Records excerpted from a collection
•••••
PR #486, opened 2015-04-07
Convert beds in mesh

kilbith:
Fix (partly) https://github.com/minetest/minetest_game/issues/451

zqdq


PilzAdam:
Your code does nothing to prevent placing nodes in the top half of the bed, see https://github.com/minetest/minetest_game/issues/451#issuecomment-88100363
Also there is a bug in your code that places 2 beds (the bottom of the second one in the top of the first one).

I am against this.

kilbith:
@PilzAdam Against the idea or the current code ? In the first case it'd be surprinsing to refuse fixing a bug with the screwdriver. There are some other benefits besides (looking, fastness, maintainability).

PilzAdam:
@kilbith This is not a proper fix for #451 (see my comment on that issue). You still need to maintain a node that blocks the top half of the bed, so it doesn't matter if thats an invisible node or if it's used as part of the bed.
Even if you would add an invisible node to this to block the top half, you'd still need to rotate it when using a screwdriver, so this doesn't help at all.

kilbith:
@PilzAdam That prevention should be the purview of the engine's handling (eg. based on the collision_box).

EDIT : found a solution (see my comment below).

C1ffisme:
Okay, this has negative comments, however, is this does get merged, I think we should use b3d instead of obj, since the player model uses it. (Just a consistency thing.)

kilbith:
@PilzAdam PR updated. The simplest bypass for prevent the node placing is to enlarge the selection box to 2-nodes max. size.

@C1ffisme Your hollow comment just prove you have never dealt with Blender. Blitz3D excels only for the animated models, but it's always heavier than .obj for the static ones. Also I don't care at all of your usual noise. Go ahead.

PilzAdam:
@kilbith Thats not enough. Anything other than direct placement of the player can still place nodes inside of the bed. Also a too large selection box doesn't look good.

C1ffisme:
@kilbith Rather rude.

I'm just making a suggestion. Are you saying that game consistency comes before a grudge?

BlockMen:
IMO a better fix for #451 would be a "no_rotation" group that is checked by the screwdriver to prevent rotating.
And PilzAdam is right, this way other nodes could be placed in theupper half of the bed.

kilbith:
@PilzAdam @BlockMen OK for closing the PR then ?

kilbith:
OK closed. @PilzAdam Hope you'll act reactively in the engine for that callback as more than blasting 2 PRs successively that reduce problems overall...

PR #488, opened 2015-04-09
Fix screwdriver and beds

HybridDog:


PilzAdam:
I'd call this workaround hacky.

A better way would be a on_rotate callback in the nodedef of beds / doors and calling this from the screwdriver if present.

HybridDog:
but that wouldn't fix pushing beds with a mesecons piston

HybridDog:
sorry that l touched your bed

HybridDog:
l forgot the screenshot
HELLOIFYOUREADTHISTHESCREENSHOTDIDNTLOADYET

HybridDog:
and l forgot to reference this https://github.com/minetest/minetest_game/issues/451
•••••
■ Task statement ■
Return, with no change at all, every line in the entries above from the line containing "OK closed. @PilzAdam" through the line containing "I'd call this workaround hacky.".

■ Output ■
OK closed. @PilzAdam Hope you'll act reactively in the engine for that callback as more than blasting 2 PRs successively that reduce problems overall...

PR #488, opened 2015-04-09
Fix screwdriver and beds

HybridDog:


PilzAdam:
I'd call this workaround hacky.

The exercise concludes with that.